WASHINGTON (Reuters) - U.S. Treasury Secretary Timothy Geithner, going on the offensive one day after Standard & Poor’s threatened to lower its top-tier rating on U.S. government debt, said on Tuesday there was “no risk” of a downgrade.
Prospects for a deficit-reduction deal were improving, Geithner said on Tuesday as he appeared in a morning blitz of television shows. He said in one appearance that he did not have to reassure foreign buyers of U.S. debt in the wake of S&P’s warning.
Geithner said Democrats and Republicans now agree on the need to put in place “enforceable” targets to slash deficits by some $4 trillion over the next decade or so.

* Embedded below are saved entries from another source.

PR #945, opened 2026-05-20
fix runtime asan error due to storing to and reading from misaligned address

TylkoKuba:
```lua
local blob = lovr.data.newBlob(3)
blob:setU8(0, 0)
blob:setU16(1, 0)
blob:getU8(0)
blob:getU16(1)
```

Results in
`runtime error: store to misaligned address [...] for type 'uint16_t' (aka 'unsigned short'), which requires 2 byte alignment`
and
`runtime error: load of misaligned address [...] for type 'const uint16_t' (aka 'const unsigned short'), which requires 2 byte alignment`

### DIFF
--- a/src/api/l_data_blob.c
+++ b/src/api/l_data_blob.c
@@ -1,6 +1,7 @@
 #include "api.h"
 #include "data/blob.h"
 #include "util.h"
+#include <string.h>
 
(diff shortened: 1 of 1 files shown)


bjornbytes:
Thanks!

PR #946, opened 2026-05-20
Optionally retry on FORM_FACTOR_UNAVAILABLE

gareth-morgan-nv:
Apologies that we are going back and forth on this.   It turns out implementing a retry loop in the LUA gets really complicated due to the graphics init order.  The amount of boiler plate code required just to connect the headset seems excessive, as shown in this Gist:
https://gist.github.com/gareth-morgan-nv/82d9e3b242146f8028e4d60af73c873c

So this PR adds the same retry loop we pushed in the last PR, but this time its behind a command line flag which is false by default.

### DIFF
--- a/etc/boot.lua
+++ b/etc/boot.lua
@@ -41,6 +41,7 @@ local conf = {
   headset = {
     connect = true,
     start = true,
+    retryonunavailable = false,
     debug = false,
     seated = false,
     mask = true,
--- a/etc/nogame/arg.lua
+++ b/etc/nogame/arg.lua
@@ -5,6 +5,7 @@ function lovr.arg(arg)
     console = { long = '--console', help = 'Attach Windows console' },
     debug = { long = '--debug', help = 'Enable debugging checks and logging' },
     simulator = { long = '--simulator', help = 'Force headset simulator' },
+    retryonunavailable = { long = '--retry-on-unavailable', help = 'Retry xrGetSystem when the headset is temporarily unavailable' },
     watch = { short = '-w', long = '--watch', help = 'Watch files and restart on change' }
   }
 
@@ -80,6 +81,10 @@ function lovr.arg(arg)
     if arg.simulator then
       conf.headset.connect = false
       conf.headset.start = false
+    end
+
+    if arg.retryonunavailable then
+      conf.headset.retryonunavailable = true
     end
 
     if arg.watch then
--- a/src/api/l_headset.c
+++ b/src/api/l_headset.c
@@ -1091,6 +1091,7 @@ int luaopen_lovr_headset(lua_State* L) {
 
   HeadsetConfig config = {
     .supersample = 1.f,
+    .retryUnavailable = false,
     .seated = false,
     .mask = true,
     .stencil = false,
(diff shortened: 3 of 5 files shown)


bjornbytes:
Yeah, the boilerplate is unfortunate, but it kinda falls out of the complexity of `XR_KHR_vulkan_enable2`.

If it's too much to stomach, one thing you might be able to do is put the `lovr.headset.connect` retry loop in conf.lua.  This would let the rest of the boot process continue normally, compared to disabling headset/graphics and reimplementing a huge chunk of the boot logic yourself.  I haven't tested it yet, but something like this:

```lua
-- conf.lua
function lovr.conf(t)
  -- ...fill out conf table

  -- Wait until headset is connected before booting lovr!
  local headset = require('lovr.headset') -- or lovr.headset = require 'lovr.headset' is fine too
  local timer = require('lovr.timer')
  while not headset.connect() do
    timer.sleep(1)
  end
end
```

This is still pretty awkward, but it's got a smaller surface area.

(I'm maybe seeing an issue where requiring modules in conf.lua will cause them to not pick up the conf table properly, but that could be fixed)

Regarding the change here (optional flag to enable a retry loop in `xrGetSystem`), my impression is that it still feels a little too "opinionated" or "specific", but I'm still giving it thought.

gareth-morgan-nv:
> Regarding the change here (optional flag to enable a retry loop in `xrGetSystem`), my impression is that it still feels a little too "opinionated" or "specific", but I'm still giving it thought.

Any more thoughts on this?  Anything suggestions to make it less opinionated?  Note this is based on the [spec](https://registry.khronos.org/OpenXR/specs/1.1/man/html/xrGetSystem.html) which says that error can happen temporarily e.g.  because  "connecting or warming up hardware might cause an unavailable form factor to become available."

bjornbytes:
Is there a reason the "wait for connect in conf.lua" approach above doesn't work for you?  It doesn't require reimplementing as much of the boot process, I've confirmed it to be working, and it doesn't require modifying the API.

Beyond that, there's a spectrum of things from this PR that could get added:

- `lovr.headset.connect` takes a `wait` boolean that will do the wait if `xrGetSystem` returns FORM_FACTOR_UNAVAILABLE.  (Or added to `HeadsetConfig` like in this diff).
  - If you called this in main.lua, you'd have to do the graphics setup yourself.
  - If you called this in conf.lua, you wouldn't.
- Add a `t.headset.wait` option to conf.lua, that gets passed to the `lovr.headset.connect` call.
  - More convenient, don't need to call `lovr.headset.connect` yourself.  But you still need to add a conf.lua option.
- Add a `--wait-for-headset` command line option that sets the conf option.  Most convenient, now you don't need to change conf.lua to get the waiting behavior.

It might help to share more about your use case (automated tests?  CloudXR needs to wait to establish a network connection?  do you have a test harness?  can you change conf.lua?) to help inform the design.

Also, as an aside: one thing I didn't realize at first is that `XR_FORM_FACTOR_UNAVAILABLE` is different from `XR_FORM_FACTOR_UNSUPPORTED`.  Still, blocking for `xrGetSystem` to succeed isn't acceptable, since I think most people want LÖVR to fall back to the simulator when their headset is unplugged (instead of just hanging).

PR #970, opened 2026-06-27
Dynamic Resolution

### LINKED ISSUE #956: OpenXR Dynamic Resolution
Use `XR_META_recommended_layer_resolution` to dynamically adjust the headset render resolution, and potentially the resolution of a `Layer`.

- Is this mutually exclusive with `t.headset.supersample`?
- Enabled by default?  Probably
- Does it use viewport/scissor, or texture aliasing?  Viewport/scissor is simpler, but complicates render pipelines that want to sample the rendered result afterwards (need to be aware of the render area).
- Do runtimes report an accurate recommended layer resolution for quad/cylinder layers, or is this a joke

bjornbytes:
Implements dynamic resolution in `lovr.headset`, so the render resolution will scale automatically based on performance to help keep the frame rate high/consistent.

This uses two different OpenXR extensions:

- `XR_EXT_view_configuration_views_change` is an event that the runtime sends if the user's preferred rendering resolution changes, like the "render scale" slider in SteamVR settings.  LÖVR listens to this event now and resizes the headset texture as the slider moves.  (This was a long-standing feature gap between OpenXR and OpenVR).
- `XR_META_recommended_layer_resolution` is "real" dynamic resolution.  LÖVR asks the runtime for a recommended resolution every frame, and it scales dynamically with performance.

Other notes:

- You can control whether dynamic resolution is active with `t.headset.dynamicresolution`, which defaults to true.
- This probably replaces/deprecates `t.headset.supersample`, although currently I have it so the supersample factor is still applied if neither of the extensions are supported.  Maybe it's still useful for the simulator?  It would be nice to reduce the amount of moving parts though.
- `lovr.headset.getDisplayDimensions` returns the dynamic resolution.
- The dynamic resolution updates when `lovr.headset.update` is called.
- The Pass you get from `lovr.headset.getPass` has its viewport/scissor set to the dynamic resolution.
- I have to do some lovely hacks in `lovr.mirror` to render the sub-rectangle of the headset texture.  `Pass:setQuad` can't come soon enough.
- In general it's a huge pain to use the headset texture for anything afterwards, since you have to lug around the viewport size any time you want to sample the texture (as shown in lovr.mirror).  In situations where this is too annoying, you could disable dynamic resolution.

Is this worth it?  I guess so.  It's better than setting `t.headset.supersample` to something arbitrary and hoping for the best.

Closes #956


etc/boot.lua
```diff
@@ -47,6 +47,7 @@ local conf = {
     stencil = false,
     antialias = true,
     supersample = false,
+    dynamicResolution = true,
```
bjornbytes: typo (uppercase R)

bjornbytes:
I don't love the `dynamicresolution` name.  It's too long.  `t.headset.supersample = 'auto'`?  `t.headset.autosize`?  `t.headset.renderscale = 'auto' | number`?

bjornbytes:
Ugh, Meta returns `XR_ERROR_SESSION_NOT_READY` if you query the recommended resolution before the session transitions to READY... In that case we disable dynamic resolution.  We'd have to delay swapchain creation to after receiving the READY event, which is gross.  SteamVR doesn't do this and will happily return a recommended resolution at startup.

bjornbytes:
Going to merge this as-is, for now it will only work on SteamVR (not Meta), I have a separate change that might make the swapchain initialization a little more lazy which may improve that.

“If you listen carefully now, you see the leadership of the United States of America ... recognizing now this is the right thing to do for the economy,” he told Fox Business Network.
Standard & Poor’s on Monday threatened to downgrade its AAA rating on U.S. Treasury debt unless the Obama administration and Congress find a way to slash the staggering federal budget deficit within two years.
A downgrade would erode the status of the United States as the world’s most powerful economy and diminish the dollar’s role as the dominant global currency. It also would likely raise borrowing costs, potentially hurting economic recovery as investors demand higher returns for holding U.S. debt.
Geithner disputed S&P’s finding that the U.S. credit outlook was negative, and said it was difficult for people outside Washington to cut through partisan political rhetoric.
“Actually, I think things are better than they’ve been if you want to think about the prospects for improving our long-term fiscal position,” he said on CNBC.
“If you’re looking very carefully at what’s happening in Washington, you see people on both sides — Democrats and Republicans — agreeing with the president that we have to put in place some reforms now to bring down our long-term deficits,” he added.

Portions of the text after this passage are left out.